Nor did I until this weekend, but apparently I am one.
According to dictionary.com, a mycophagist is "an epicure whose interest is mushrooms." (I had to look up epicure as well - "a person dedicated to sensual enjoyment")
Last summer, my uncle's girlfriend Heidi, who previously lived with hippies in Oregon (thank God for hippies), discovered that our family's property in Northern Colorado has a propensity for growing wild mushrooms.
Excuse me, what I really mean to say is that our property produces an absolute shit ton of mushrooms.
We can go mushroom hunting for an hour and often return with somewhere around fifteen pounds of edible fungi.
Eating wild mushrooms is a tricky business.

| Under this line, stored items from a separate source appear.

PR #1708, opened 2016-06-06
TSCH enhancements

atiselsts:
This patch fixes some minor bugs and prepares TSCH code for a port to the CC2650 platform.

### DIFF
--- a/core/net/mac/tsch/tsch-adaptive-timesync.c
+++ b/core/net/mac/tsch/tsch-adaptive-timesync.c
@@ -92,6 +92,10 @@ timesync_learn_drift_ticks(uint32_t time_delta_asn, int32_t drift_ticks)
   int32_t last_drift_ppm = (int32_t)((int64_t)real_drift_ticks * TSCH_DRIFT_UNIT / time_delta_ticks);
 
   drift_ppm = timesync_entry_add(last_drift_ppm, time_delta_ticks);
+
+  TSCH_LOG_ADD(tsch_log_message,
+      snprintf(log->message, sizeof(log->message),
+          "drift %ld", drift_ppm / 256));
 }
 /*---------------------------------------------------------------------------*/
 /* Either reset or update the neighbor's drift */
--- a/core/net/mac/tsch/tsch-adaptive-timesync.c
+++ b/core/net/mac/tsch/tsch-adaptive-timesync.c
@@ -86,8 +86,8 @@ timesync_entry_add(int32_t val, uint32_t time_delta)
 static void
 timesync_learn_drift_ticks(uint32_t time_delta_asn, int32_t drift_ticks)
 {
-  /* should fit in 32-bit unsigned integer */
-  uint32_t time_delta_ticks = time_delta_asn * tsch_timing[tsch_ts_timeslot_length];
+  /* should fit in a 32-bit integer */
+  int32_t time_delta_ticks = time_delta_asn * tsch_timing[tsch_ts_timeslot_length];
   int32_t real_drift_ticks = drift_ticks + compensated_ticks;
   int32_t last_drift_ppm = (int32_t)((int64_t)real_drift_ticks * TSCH_DRIFT_UNIT / time_delta_ticks);
 
--- a/core/net/mac/tsch/tsch-conf.h
+++ b/core/net/mac/tsch/tsch-conf.h
@@ -191,4 +191,11 @@
 #define TSCH_RADIO_ON_DURING_TIMESLOT 0
 #endif
 
+/* How long to scan each channel in the scanning phase */
+#ifdef TSCH_CONF_CHANNEL_SCAN_DURATION
+#define TSCH_CHANNEL_SCAN_DURATION TSCH_CONF_CHANNEL_SCAN_DURATION
+#else
+#define TSCH_CHANNEL_SCAN_DURATION CLOCK_SECOND
+#endif
+
 #endif /* __TSCH_CONF_H__ */
--- a/core/net/mac/tsch/tsch-conf.h
+++ b/core/net/mac/tsch/tsch-conf.h
@@ -184,4 +184,11 @@
 #define TSCH_HW_FRAME_FILTERING 1
 #endif /* TSCH_CONF_HW_FRAME_FILTERING */
 
+/* Keep radio always on within TSCH timeslot (1) or turn it off between packet and ACK? (0) */
+#ifdef TSCH_CONF_RADIO_ON_DURING_TIMESLOT
+#define TSCH_RADIO_ON_DURING_TIMESLOT TSCH_CONF_RADIO_ON_DURING_TIMESLOT
+#else
+#define TSCH_RADIO_ON_DURING_TIMESLOT 0
+#endif
+
 #endif /* __TSCH_CONF_H__ */
--- a/core/net/mac/tsch/tsch-conf.h
+++ b/core/net/mac/tsch/tsch-conf.h
@@ -53,6 +53,8 @@
 #define TSCH_HOPPING_SEQUENCE_4_16 (uint8_t[]){ 20, 26, 25, 26, 15, 15, 25, 20, 26, 15, 26, 25, 20, 15, 20, 25 }
 /* 4 channels, sequence length 4 */
 #define TSCH_HOPPING_SEQUENCE_4_4 (uint8_t[]){ 15, 25, 26, 20 }
+/* 2 channels, sequence length 2 */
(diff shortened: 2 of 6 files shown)


alignan:
Travis unhappy :disappointed:

atiselsts:
I think the failure was related to bad RNG quality on msp430. Tried to fix that by changing `random_rand()` to `random_rand() >> 2` - not using the lowest-order bits usually gives better results.

core/net/mac/tsch/tsch-adaptive-timesync.c
```diff
@@ -86,12 +86,16 @@ timesync_entry_add(int32_t val, uint32_t time_delta)
...
+  /* should fit in a 32-bit integer */
+  int32_t time_delta_ticks = time_delta_asn * tsch_timing[tsch_ts_timeslot_length];
   int32_t real_drift_ticks = drift_ticks + compensated_ticks;
   int32_t last_drift_ppm = (int32_t)((int64_t)real_drift_ticks * TSCH_DRIFT_UNIT / time_delta_ticks);
 
   drift_ppm = timesync_entry_add(last_drift_ppm, time_delta_ticks);
+
+  TSCH_LOG_ADD(tsch_log_message,
+      snprintf(log->message, sizeof(log->message),
+          "drift %ld", drift_ppm / 256));
```
simonduq: Could we instead add this info to the tx/rx messages that already contain some drift info ("dr"/"edr")?

core/net/mac/tsch/tsch-slot-operation.c
```diff
@@ -370,6 +371,24 @@ update_neighbor_state(struct tsch_neighbor *n, struct tsch_packet *p,
...
+}
+/*---------------------------------------------------------------------------*/
+static void
+tsch_radio_off(int inside_slot, int after_slot)
+{
+  if((!TSCH_RADIO_ON_DURING_TIMESLOT && inside_slot)
+      || (TSCH_RADIO_ON_DURING_TIMESLOT && after_slot)) {
+    NETSTACK_RADIO.off();
+  }
+}
```
simonduq: I find the two functions a bit hard to get, after all, if you're inside a slot how could you also be after?
How abut two parameters `inside_slot`, `force`?

Also, have you considered using the global `tsch_in_slot_operation`?

core/net/mac/tsch/tsch-queue.h
```diff
@@ -39,6 +39,7 @@
 #include "lib/ringbufindex.h"
 #include "net/linkaddr.h"
 #include "net/mac/tsch/tsch-schedule.h"
+#include "net/mac/mac.h"
```
simonduq: Why was this needed in this `.h` file? (I find this odd given there are no other changes to the file)
Shouldn't this be rather included in some particular `.c` files?

core/net/mac/tsch/tsch-private.h
```diff
@@ -112,4 +112,8 @@ void tsch_disassociate(void);
 #define BUSYWAIT_UNTIL_ABS(cond, t0, offset) \
   while(!(cond) && RTIMER_CLOCK_LT(RTIMER_NOW(), (t0) + (offset))) ;
 
+#ifndef CLOCK_LT
+#define CLOCK_LT(a, b) ((int32_t)((a)-(b)) < 0)
+#endif
```
simonduq: I'm afraid this breaks things. `CLOCK_LT` is not standard in Contiki, platforms don't define it (yet?). Therefore, what happens with platforms that don't have `int32_t` as clock type?

core/net/mac/tsch/tsch-conf.h
```diff
@@ -191,4 +191,11 @@
 #define TSCH_RADIO_ON_DURING_TIMESLOT 0
 #endif
 
+/* How long to scan each channel in the scanning phase */
+#ifdef TSCH_CONF_ASSOCIATION_CHANNEL_SCAN_DURATION
+#define TSCH_ASSOCIATION_CHANNEL_SCAN_DURATION TSCH_CONF_ASSOCIATION_CHANNEL_SCAN_DURATION
+#else
+#define TSCH_ASSOCIATION_CHANNEL_SCAN_DURATION CLOCK_SECOND
+#endif
```
simonduq: how about renaming to `TSCH_CHANNEL_SCAN_DURATION`?

core/net/mac/tsch/tsch.c
```diff
@@ -609,33 +609,37 @@ PT_THREAD(tsch_scan(struct pt *pt))
...
+          (random_rand() >> 2) % sizeof(TSCH_JOIN_HOPPING_SEQUENCE)];
       if(current_channel != scan_channel) {
         NETSTACK_RADIO.set_value(RADIO_PARAM_CHANNEL, scan_channel);
         current_channel = scan_channel;
         PRINTF("TSCH: scanning on channel %u\n", scan_channel);
       }
-      current_channel_since = now_seconds;
+      /* select a random interval of time to spend scanning the channel */
+      next_channel_time = now_time + TSCH_ASSOCIATION_CHANNEL_SCAN_DURATION / 8
+          + (random_rand() >> 2) % (TSCH_ASSOCIATION_CHANNEL_SCAN_DURATION);
```
simonduq: I'm no fan of `random_rand() >> 2`, we already had a similar thing in `tsch-queue.c` and I was not happy about it, now making this more general doesn't feel good. Shouldn't we rather fix `random_rand` for platforms that have the problem?
As for getting rid of `CLOCK_LT`, would it work to add a variable `next_scan_duration`, and do `now_time - last_time > next_scan_duration`? I think this works regardless of the type because we now that `last_time` is in the past, that is, semantically lower than `now_time` (may be higher if there is wrap but means an earlier clock).

core/net/mac/tsch/tsch-queue.h
atiselsts: Hi Simon,
the code in `tsch-queue.h` file depends on the declaration of `mac_callback_t`, which may lead to compilation error for applications that directly include `tsch-queue.h` before `net/mac/mac.h` header. If the file is private and should not be included directly by applications maybe mark it as such.

core/net/mac/tsch/tsch-adaptive-timesync.c
atiselsts: There are some big differences here:
- `dr` prints drift correction in ticks, this prints the actual drift in ppm
- the drift value is only printed for packets that received from the time source node and used for time correction (and even then not always - not if the delta time is too small). There is no function to estimate the drift ppm of arbitrary neighbors in the network.
So for most of packets the ppm drift will just be "undetermined".
Also, the buffer for log message lines is quite but (48 bytes) and would need to be increased further if we want print more stuff for each tx/rx message.
I just find the printing this drift quite useful, especially for people starting with TSCH.
Maybe can somehow disable this by default, if you think it's too much?

core/net/mac/tsch/tsch-queue.h
simonduq: right I missed that, thanks!

core/net/mac/tsch/tsch-adaptive-timesync.c
simonduq: But wait, this is also only done when receiving from the time source isn't it?
A good thing with the Rx/Tx logs is that they don't suffer from the 48 byte limitation as they report the numbers via a dedicated struct, so I feel it would be convenient so simply add a field for ppms next to estimated_drift.

But I'm also fine if you don't want to change this.

atiselsts:
I addressed your comments. Changed parameter names and commented `tsch_radio_on` and `tsch_radio_off` functions, hopefully clearer now.
Randomization in scanning stage is reverted back to the one-second-per channel behavior, only now the scan duration is configurable. Looked like randomization helps to join the network faster, but this needs more investigation.

simonduq:
OK, thanks! I wish we add a general definition of `CLOCK_LT` at some point, will help for features such as what you had with random scanning times.

simonduq:
Could you change the commit log for this?
https://github.com/contiki-os/contiki/pull/1708/commits/bcab9d62d1b06fbf329433639d0e58c1d5922cca

atiselsts:
Now I had an idea that having an `enum` argument for `tsch_radio_on` and `tsch_radio_off` makes the calling code easier to read - updated the code, what do you think?

simonduq:
Right, I forgot about this part. Yes, I like this much more!

simonduq:
:+1:

g-oikonomou:
@simonduq are you happy for this to get merged?

simonduq:
Yep sure!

There are all sorts of kinds that will mess you up and even kill you. Luckily Heidi knows a couple tricks for identifying the good ones and we also found this gem in our house:

Though we leave our trombones at home, we have found and identified about four types that are edible, delicious, and rampant on our property: Aspen boletes, oysters, giant puffballs and Meadow mushrooms. The title of this post is also a tasty morsel from the book.
We haven't found any puffballs quite as big as the one pictured above (nor can any of us grow such a killer stache), but we have found several slightly larger than a volleyball, and plenty about the size of your average cantaloupe.
For so many years we never knew we were sitting on such a gold mine. Now we can't wait for each summer to run peeking around the base of trees for the orange and red caps of the boletes and always have our eyes peeled for anything round and white popping up out of the trees.
It's like an adult version of a scavenger hunt with an added bonus of a tasty appetizer when you get home. It's perfect for me - I get to see exactly where my food is coming from and I get to feel like a kid again.